(Data for processing):
PR #1149, opened 2015-03-19
Add Custom Hashtag to Event

popnbrown:
Created a new field to allow events to have custom hashtags.

### DIFF
--- a/models/event.py
+++ b/models/event.py
@@ -271,9 +271,9 @@ class Event(ndb.Model):
             return None
 
     @property
-    def hashtag_event(self):
+    def hashtag(self):
         """
-        Return the hastag used for the event.
+        Return the hashtag used for the event.
         """
         if self.custom_hashtag:
             return self.custom_hashtag
--- a/models/event.py
+++ b/models/event.py
@@ -28,6 +28,7 @@ class Event(ndb.Model):
     official = ndb.BooleanProperty(default=False)  # Is the event FIRST-official?
     first_eid = ndb.StringProperty()  # from USFIRST
     facebook_eid = ndb.StringProperty(indexed=False)  # from Facebook
+    custom_hashtag = ndb.StringProperty(indexed=False) #Custom HashTag
     website = ndb.StringProperty(indexed=False)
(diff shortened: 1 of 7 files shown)


models/event.py
```diff
@@ -269,6 +270,16 @@ def gameday_url(self):
         else:
             return None
 
+    @property
+    def hashtag_event(self):
```
gregmarra: Is there a reason to not name this just `hashtag`?

gregmarra:
I'd prefer the property to just be `hashtag`, but otherwise LGTM. @fangeugene any concerns?

phil-lopreiato:
Do you think it would be worth having a way for users to suggest hashtags? That way, you and Eugene don't get pestered with requests to change them

popnbrown:
@gregmarra I was just following the "facebook_event_url" function, thought that there was a reason for having event in the function name. Easy change, I'll get it up in a bit.

phil - That may be a slippery slope, unlike webcasts, hashtags aren't something a moderator can verify to be correct or not. Generally, they will come from the event organizing committee, and probably from very few. I don't want to put moderators in a situation where they approve an incorrect hashtag. There is a decent chance I'm overthinking this as I've been talking about hashtags with people for the last week.

popnbrown:
@gregmarra committed, will travis re-run for the new commit?

phil-lopreiato:
@popnbrown that's a good point - it probably doesn't matter much in the long run.

And yes, travis will rerun automatically for all new commits on PRs. You can see the output of the build [here](https://travis-ci.org/the-blue-alliance/the-blue-alliance/builds/55179671)

synth3tk:
You can also see the status of the latest run at the bottom of this page (on desktop).

popnbrown:
@gregmarra @fangeugene any chance of this moving live by next week?

fangeugene:
Just checked out this PR. Looks good to me. @gregmarra any other comments?

gregmarra:
I am good w this. Let's land it.

popnbrown:
thanks gents!

PR #1152, opened 2015-03-22
Count WFFA's won after 2015 as blue banners for insights

legoktm:
See <http://www.usfirst.org/roboticsprograms/frc/blog-honoring-woodie-flowers-finalist-award-winners>.

### DIFF
--- a/consts/award_type.py
+++ b/consts/award_type.py
@@ -82,7 +82,12 @@ class AwardType(object):
     PROFESSIONALISM = 65
     GOLDEN_CORNDOG = 66
 
-    BLUE_BANNER_AWARDS = {CHAIRMANS, WINNER}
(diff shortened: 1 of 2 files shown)


fangeugene:
Dang, 604 should have 4 more banners then.

fangeugene:
I'm kind of with Tom on this one.

popnbrown:
While that's true, they (FIRST) wants to make the WFFA a team award as well. I mean by technical definition of having blue banners, the teams now have blue banners.

synth3tk:
It seems like a grey area. Technically, the team now *displays* a blue banner that the individual won. But OTOH, the individual won it, not the team.

I'm leaning towards not counting it.

PR #1157, opened 2015-03-29
Update team_renderer.py to only display year-long WLT for official events

AGPapa:
Removes offseason events in calculations of season-long WLT or averages. I haven't used python or the tba repo before, so can you check if this is correct?

### DIFF
--- a/renderers/team_renderer.py
+++ b/renderers/team_renderer.py
@@ -30,7 +30,6 @@ class TeamRenderer(object):
 
         participation = []
         year_wlt_list = []
-        offseason_wlt_list = []
         year_match_avg_list = []
 
         current_event = None
@@ -51,7 +50,8 @@ class TeamRenderer(object):
             if year == 2015:
                 display_wlt = None
                 match_avg = EventHelper.calculateTeamAvgScoreFromMatches(team.key_name, event_matches)
-                year_match_avg_list.append(match_avg)
+                if event.event_type_enum != EventType.PRESEASON and event.event_type_enum != EventType.OFFSEASON:
+                    year_match_avg_list.append(match_avg)
                     
                 qual_avg, elim_avg, _, _ = match_avg
             else:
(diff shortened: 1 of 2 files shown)


AGPapa:
Just to elaborate on what this does, if you look at http://www.thebluealliance.com/team/254/2014 you'll see that they're season record is "112-16-0". But 254 only had 7 looses in the official season. That record displayed includes all of their offseason matches. This change should exclude offseason events from the overall record, which more accurately reflect's each team's season.

nwalters512:
Is this the best way to do things? I'm sure many people would want to see how teams performed for *all* of their events, not just official ones. If anything, we should show two records, one for all events and one for only official ones. I have a hard time justifying the exclusion of information.

fangeugene:
I like Nathan's idea for showing both averages. @AGPapa do you know what changes need to be made in order to make this happen?

In the current state, your code looks good. One thing that is missing is an import at the top of the file `from consts.event_type import EventType`. Try to keep all `from ...` imports in alphabetical order, so this would go before `from google ...` (line 3 or so)

AGPapa:
I think that including offseason events in with official events can be misleading and hide how strong a team's season was. Teams often don't take offseason events as seriously as official ones. 

Anyway, I tried to modify the code to display offseason wlt in parenthesis. So 254's page would show "70(42)-7(9)-0(0)". This is a much larger change than the previous one, and I don't completely understand how to implement it correctly.

nwalters512:
Without a pretty verbose explanation, people would probably have no idea what the numbers in parentheses mean. A better way of doing things would probably be to just construct a human-readable string, like "The team's overall record was #-#-#; at official events, their records was #-#-#." This should be idiot-proof.

AGPapa:
This is too involved for me right now. I don't understand how this works, and I can't seem to put my changes back to the initial ones where the build passed. I'm just going to leave it here. I still think that only including the official results in the overall record is a good change.

PR #1159, opened 2015-03-30
Add limit to video suggestions review page.

gregmarra:
This will allow us to review matches without totally destroying a browser when there are hundreds pending.

Test plan: I tested this locally by adding a suggestion to a match, and seeing that the suggestion page loaded.


gregmarra:
Test failures all seem related to USFIRST datafeeds, which are currently expected to fail.

PR #1168, opened 2015-04-08
Write API Interface

phil-lopreiato:
Picked up from [fangeugene/write-api-interface](https://github.com/fangeugene/the-blue-alliance/tree/write-api-interface).

Adds ability to submit matches 

TODO: fix broken tests


phil-lopreiato:
Also TODO make sure that you can submit unplanned matched with only the local time string and have the utc time guessed, like the html parsers used to do

PR #1174, opened 2015-04-15
Update country_name key in API docs.

CarlColglazier:
Stubbed my toe on this one a bit earlier. The docs declare `country` as being the key, when the API actually uses `country_name`.


synth3tk:
:+1:

PR #1181, opened 2015-04-20
Adds Facebook page plugin to homepage LHC.

gregmarra:
Will make it easier for people to Like our Facebook page, sets us up for doing something similar on team pages.

Plugin automatically gets narrower when needed (only on page reload, but not a problem for mobile devices).

screen shot 2015-04-19 at 17 09 00


gregmarra:
@fangeugene can you give me a quick LGTM? :)

fangeugene:
Looks good to me, but the slightest bit busy IMO. Thoughts, @gregmarra ?

synth3tk:
Revisiting this, do we still want to do it?

fangeugene:
I'm no a huge fan of how busy it is

SUPERCILEX:
@fangeugene Do you want to close this? TBA now has an "Upcoming events" section which kinda takes care of this:
image

synth3tk:
It doesn't cover all of the other posts types, but I'm not sure if that's even necessary at all. IMHO, we can go without the FB widget.

andrewda:
I agree.

fangeugene:
We can revisit making a "like" button on the homepage more prominent, but I think the widget is overkill.

PR #1183, opened 2015-04-21
Add HLS webcast support

synth3tk:
Feel free to give it a quick lookover. This was a dirty hack but it works. Tested on Chrome, Firefox and IE on Windows 10.

Models look like this:
```[{"type": "html5", "channel": "http://public.infozen.cshls.lldns.net/infozen/public/public.m3u8"}]```


synth3tk:
I'll be merging this right before I get ready to leave. Because what can go wrong?!

phil-lopreiato:
#shipIt

synth3tk:
:+1:

PR #4362, opened 2022-03-27
Minor cleanup of bootstrapping a full season to avoid OOM.

MC42:
See title, the full season bootstrapper ended too soon to be super useful.

## Description
When running the dev setup to bootstrap an event, smaller requests (ie 2019mrcmp) would run fine, but bootstrapping an entire season would take too long to run and terminate too soon.  

## Motivation and Context
The workaround I had found was to use the task queue as shown in the OPR calculations to make each sub-event's parsing a distinct task and fit within the memory overhead.

In addition, I switched to using a session object with flask for such a thing to avoid having too many connections open, and this seemed to improve reliability of the bootstrap process.

## How Has This Been Tested?
Tested in the py3 branch earlier today, with both no key, valid key, valid alternates of production keys to test the behavior as needed.

image

New message if the user is importing a full season of data.

image

More useful error message if the user has a bad APIv3 key.

## Types of changes

### DIFF
--- a/src/backend/common/models/notifications/alliance_selection.py
+++ b/src/backend/common/models/notifications/alliance_selection.py
@@ -1,8 +1,15 @@
+from typing import Any, Dict, Optional
+
+from pyre_extensions import none_throws
+
+from backend.common.consts.notification_type import NotificationType
+from backend.common.models.event import Event
 from backend.common.models.notifications.notification import Notification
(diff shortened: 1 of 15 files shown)


ZachOrr:
Fixed in https://github.com/the-blue-alliance/the-blue-alliance/pull/3506

PR #4363, opened 2022-03-27
Fix building container with no secrets file

ZachOrr:
If we attempt to build the container with no secrets file, the JS fails to build, and people cannot use any of the Firebase JS. This PR adds a default secrets file to the container to make sure we can compile the JS at least once.


ZachOrr:
Posing here on a related thread - login doesn't work if there's no `google_application_credentials` file set. We might consider a more holistic solution where we create a test `google_application_credentials` and populate a dummy keys file from that.

Issue #4366, opened 2022-03-28
Quintet per alliance not per robot


arimb:
For 2022 insights, quintet rate is listed as (# of occurrences)/(6*(# of matches)), aka per robot-match. It should be (# of occurrences)/(2*(# of matches)), aka per alliance-match. 

For example, currently at ISCMP:
![0120FBFA-0A33-4206-9E7A-5AA16573D264](https://user-images.githubusercontent.com/13023392/160420027-10a549f3-7daa-475d-a0b5-2fa7abe04c79.jpeg)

(The problem): Where the listing above reaches the line that contains "Stubbed my toe", start retyping, and finish with the line that contains "I'm no a huge fan of how busy it is"; reproduce those lines exactly and no others.

(Solution to the problem):
Stubbed my toe on this one a bit earlier. The docs declare `country` as being the key, when the API actually uses `country_name`.


synth3tk:
:+1:

PR #1181, opened 2015-04-20
Adds Facebook page plugin to homepage LHC.

gregmarra:
Will make it easier for people to Like our Facebook page, sets us up for doing something similar on team pages.

Plugin automatically gets narrower when needed (only on page reload, but not a problem for mobile devices).

screen shot 2015-04-19 at 17 09 00


gregmarra:
@fangeugene can you give me a quick LGTM? :)

fangeugene:
Looks good to me, but the slightest bit busy IMO. Thoughts, @gregmarra ?

synth3tk:
Revisiting this, do we still want to do it?

fangeugene:
I'm no a huge fan of how busy it is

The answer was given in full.